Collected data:
# # # # #

Issue #662, opened 2018-08-24
Provide API to set session defaults


csadilek:
Currently there's no way for an application to specify default session characteristics e.g. that all sessions should be private and have tracking protection enabled.

We need to look into building out an API for this.

pocmo:
While working on the `browser-engine` integration into Firefox for Fire TV I noticed that they have a quite complex settings setup for every WebView:
https://github.com/mozilla-mobile/firefox-tv/blob/master/app/src/amazonWebview/java/org/mozilla/focus/iwebview/WebViewProvider.kt#L63-L100

This may be something for a follow-up. I just wanted to bring it up here in case your implement something that configures engine (views) too.

PR #674, opened 2018-08-28
Issue #662: Provide API to set engine/session defaults

csadilek:
In #521, we introduced both engine and engine session settings and handled the differences between GeckoView and WebView settings. When providing default settings, we can hide this complexity from the consumer. An API user should simply be able to pass default settings to the engine and not worry about whether these are handled by the engine or session implementation, as these settings should be applied to all sessions anyway (by default).

So, our engine now accepts optional default settings, which will be forwarded to the engine sessions, as needed. If you wanted to build a browser that always has tracking protection on:

```
val engine: Engine by lazy {
   val runtime = GeckoRuntime.getDefault(applicationContext)
   val settings = DefaultSettings(trackingProtectionPolicy=TrackingProtectionPolicy.all())
   GeckoEngine(runtime, settings)
}
```

or

```
val engine: Engine by lazy {
   SystemEngine(DefaultSettings(trackingProtectionPolicy=TrackingProtectionPolicy.all()))
}
```

Notes:
- This also brings back setting tracking protection categories, which we lost in a recent update. It's also dealt with correctly now (as a runtime setting, not session setting)
- Why are browser sessions not affected? We handle browser sessions directly in use cases e.g. there's a `AddNewPrivateTabUseCase` which sets the corresponding properties on the browser session. It seems to me we only need this API for engine sessions. We can file a follow-up if we need it though.

### DIFF
--- a/components/browser/engine-gecko-beta/src/main/java/mozilla/components/browser/engine/gecko/GeckoEngineSession.kt
+++ b/components/browser/engine-gecko-beta/src/main/java/mozilla/components/browser/engine/gecko/GeckoEngineSession.kt
@@ -28,13 +28,15 @@ import org.mozilla.geckoview.GeckoSessionSettings
 @Suppress("TooManyFunctions")
 class GeckoEngineSession(
     runtime: GeckoRuntime,
-    privateMode: Boolean = false
+    privateMode: Boolean = false,
+    defaultSettings: Settings? = null
 ) : EngineSession() {
 
     internal var geckoSession = GeckoSession()
     private var initialLoad = true
 
     init {
+        defaultSettings?.trackingProtectionPolicy?.let { enableTrackingProtection(it) }
         geckoSession.settings.setBoolean(GeckoSessionSettings.USE_PRIVATE_MODE, privateMode)
         geckoSession.open(runtime)
 
--- a/components/concept/engine/src/main/java/mozilla/components/concept/engine/EngineSession.kt
+++ b/components/concept/engine/src/main/java/mozilla/components/concept/engine/EngineSession.kt
@@ -65,6 +65,17 @@ abstract class EngineSession(
             fun select(vararg categories: Int): TrackingProtectionPolicy =
                 TrackingProtectionPolicy(categories.sum())
         }
+
+        override fun equals(other: Any?): Boolean {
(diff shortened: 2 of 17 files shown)


components/browser/engine-gecko-beta/src/main/java/mozilla/components/browser/engine/gecko/GeckoEngineSession.kt
```diff
@@ -132,6 +134,10 @@ class GeckoEngineSession(
      * See [EngineSession.enableTrackingProtection]
      */
     override fun enableTrackingProtection(policy: TrackingProtectionPolicy) {
+        if (policy == TrackingProtectionPolicy.none()) {
+            return
+        }
```
pocmo: Is this something we strictly need?

I wonder how that would work in Focus where we can have tracking protection on but all categories disabled.

components/concept/engine/src/main/java/mozilla/components/concept/engine/EngineSession.kt
```diff
@@ -65,6 +65,18 @@ abstract class EngineSession(
             fun select(vararg categories: Int): TrackingProtectionPolicy =
                 TrackingProtectionPolicy(categories.sum())
         }
+
+        override fun equals(other: Any?): Boolean {
+            if (this === other) return true
+            if (javaClass != other?.javaClass) return false
```
pocmo: I think if you use the following then Kotlin will smart cast and you do not need to do that manually:

```Kotlin
if (other !is TrackingProtectionPolicy) return false
```

components/browser/engine-gecko-beta/src/main/java/mozilla/components/browser/engine/gecko/GeckoEngineSession.kt
csadilek: Not strictly, no. I removed it.

components/concept/engine/src/main/java/mozilla/components/concept/engine/EngineSession.kt
csadilek: 👍 this was auto-generated by AS. Good find.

# # # # #

__TASK DETAILS__: Copy every line of the records word for word.

__TASK SOLUTION__:
Issue #662, opened 2018-08-24
Provide API to set session defaults


csadilek:
Currently there's no way for an application to specify default session characteristics e.g. that all sessions should be private and have tracking protection enabled.

We need to look into building out an API for this.

pocmo:
While working on the `browser-engine` integration into Firefox for Fire TV I noticed that they have a quite complex settings setup for every WebView:
https://github.com/mozilla-mobile/firefox-tv/blob/master/app/src/amazonWebview/java/org/mozilla/focus/iwebview/WebViewProvider.kt#L63-L100

This may be something for a follow-up. I just wanted to bring it up here in case your implement something that configures engine (views) too.

PR #674, opened 2018-08-28
Issue #662: Provide API to set engine/session defaults

csadilek:
In #521, we introduced both engine and engine session settings and handled the differences between GeckoView and WebView settings. When providing default settings, we can hide this complexity from the consumer. An API user should simply be able to pass default settings to the engine and not worry about whether these are handled by the engine or session implementation, as these settings should be applied to all sessions anyway (by default).

So, our engine now accepts optional default settings, which will be forwarded to the engine sessions, as needed. If you wanted to build a browser that always has tracking protection on:

```
val engine: Engine by lazy {
   val runtime = GeckoRuntime.getDefault(applicationContext)
   val settings = DefaultSettings(trackingProtectionPolicy=TrackingProtectionPolicy.all())
   GeckoEngine(runtime, settings)
}
```

or

```
val engine: Engine by lazy {
   SystemEngine(DefaultSettings(trackingProtectionPolicy=TrackingProtectionPolicy.all()))
}
```

Notes:
- This also brings back setting tracking protection categories, which we lost in a recent update. It's also dealt with correctly now (as a runtime setting, not session setting)
- Why are browser sessions not affected? We handle browser sessions directly in use cases e.g. there's a `AddNewPrivateTabUseCase` which sets the corresponding properties on the browser session. It seems to me we only need this API for engine sessions. We can file a follow-up if we need it though.

### DIFF
--- a/components/browser/engine-gecko-beta/src/main/java/mozilla/components/browser/engine/gecko/GeckoEngineSession.kt
+++ b/components/browser/engine-gecko-beta/src/main/java/mozilla/components/browser/engine/gecko/GeckoEngineSession.kt
@@ -28,13 +28,15 @@ import org.mozilla.geckoview.GeckoSessionSettings
 @Suppress("TooManyFunctions")
 class GeckoEngineSession(
     runtime: GeckoRuntime,
-    privateMode: Boolean = false
+    privateMode: Boolean = false,
+    defaultSettings: Settings? = null
 ) : EngineSession() {
 
     internal var geckoSession = GeckoSession()
     private var initialLoad = true
 
     init {
+        defaultSettings?.trackingProtectionPolicy?.let { enableTrackingProtection(it) }
         geckoSession.settings.setBoolean(GeckoSessionSettings.USE_PRIVATE_MODE, privateMode)
         geckoSession.open(runtime)
 
--- a/components/concept/engine/src/main/java/mozilla/components/concept/engine/EngineSession.kt
+++ b/components/concept/engine/src/main/java/mozilla/components/concept/engine/EngineSession.kt
@@ -65,6 +65,17 @@ abstract class EngineSession(
             fun select(vararg categories: Int): TrackingProtectionPolicy =
                 TrackingProtectionPolicy(categories.sum())
         }
+
+        override fun equals(other: Any?): Boolean {
(diff shortened: 2 of 17 files shown)


components/browser/engine-gecko-beta/src/main/java/mozilla/components/browser/engine/gecko/GeckoEngineSession.kt
```diff
@@ -132,6 +134,10 @@ class GeckoEngineSession(
      * See [EngineSession.enableTrackingProtection]
      */
     override fun enableTrackingProtection(policy: TrackingProtectionPolicy) {
+        if (policy == TrackingProtectionPolicy.none()) {
+            return
+        }
```
pocmo: Is this something we strictly need?

I wonder how that would work in Focus where we can have tracking protection on but all categories disabled.

components/concept/engine/src/main/java/mozilla/components/concept/engine/EngineSession.kt
```diff
@@ -65,6 +65,18 @@ abstract class EngineSession(
             fun select(vararg categories: Int): TrackingProtectionPolicy =
                 TrackingProtectionPolicy(categories.sum())
         }
+
+        override fun equals(other: Any?): Boolean {
+            if (this === other) return true
+            if (javaClass != other?.javaClass) return false
```
pocmo: I think if you use the following then Kotlin will smart cast and you do not need to do that manually:

```Kotlin
if (other !is TrackingProtectionPolicy) return false
```

components/browser/engine-gecko-beta/src/main/java/mozilla/components/browser/engine/gecko/GeckoEngineSession.kt
csadilek: Not strictly, no. I removed it.

components/concept/engine/src/main/java/mozilla/components/concept/engine/EngineSession.kt
csadilek: 👍 this was auto-generated by AS. Good find.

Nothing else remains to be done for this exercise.